:: Input data ::
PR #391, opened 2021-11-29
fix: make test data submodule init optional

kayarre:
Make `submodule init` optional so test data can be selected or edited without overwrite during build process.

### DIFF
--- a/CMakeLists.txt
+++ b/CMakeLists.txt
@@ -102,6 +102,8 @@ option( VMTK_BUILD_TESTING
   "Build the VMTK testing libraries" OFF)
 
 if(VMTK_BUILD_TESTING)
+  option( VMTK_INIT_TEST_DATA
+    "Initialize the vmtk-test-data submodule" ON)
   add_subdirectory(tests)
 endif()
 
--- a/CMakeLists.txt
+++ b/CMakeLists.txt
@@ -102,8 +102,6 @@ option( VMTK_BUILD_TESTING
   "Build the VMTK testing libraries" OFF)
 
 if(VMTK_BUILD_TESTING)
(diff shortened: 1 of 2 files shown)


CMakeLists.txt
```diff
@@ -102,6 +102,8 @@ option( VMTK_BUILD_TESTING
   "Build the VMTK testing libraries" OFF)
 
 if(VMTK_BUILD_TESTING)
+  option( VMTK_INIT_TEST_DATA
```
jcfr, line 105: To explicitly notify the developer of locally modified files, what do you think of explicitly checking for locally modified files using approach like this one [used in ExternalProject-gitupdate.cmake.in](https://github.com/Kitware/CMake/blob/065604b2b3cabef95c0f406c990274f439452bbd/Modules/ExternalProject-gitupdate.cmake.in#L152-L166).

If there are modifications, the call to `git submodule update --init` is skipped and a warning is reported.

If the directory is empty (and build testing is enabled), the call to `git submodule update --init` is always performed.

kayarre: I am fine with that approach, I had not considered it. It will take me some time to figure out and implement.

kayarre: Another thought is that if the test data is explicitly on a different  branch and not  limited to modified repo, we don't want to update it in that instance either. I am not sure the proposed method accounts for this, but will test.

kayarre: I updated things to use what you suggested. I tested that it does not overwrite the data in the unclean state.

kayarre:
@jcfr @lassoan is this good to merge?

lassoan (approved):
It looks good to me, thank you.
:::
:: Input data ::
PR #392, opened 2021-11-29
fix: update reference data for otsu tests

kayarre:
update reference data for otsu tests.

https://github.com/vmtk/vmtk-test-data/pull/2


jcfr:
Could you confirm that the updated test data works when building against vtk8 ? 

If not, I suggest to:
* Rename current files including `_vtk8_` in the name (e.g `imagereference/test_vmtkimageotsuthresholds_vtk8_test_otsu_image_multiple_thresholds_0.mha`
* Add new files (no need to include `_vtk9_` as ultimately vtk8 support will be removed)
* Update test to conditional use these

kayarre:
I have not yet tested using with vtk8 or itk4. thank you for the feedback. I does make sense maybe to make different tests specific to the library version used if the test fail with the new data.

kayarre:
:::
- **How to complete this task**:
Please, from the material above, copy only the lines from the line with "If the directory" up to and including the line with "kayarre: I am", exactly as written.

- **Task output**:
If the directory is empty (and build testing is enabled), the call to `git submodule update --init` is always performed.

kayarre: I am fine with that approach, I had not considered it. It will take me some time to figure out and implement.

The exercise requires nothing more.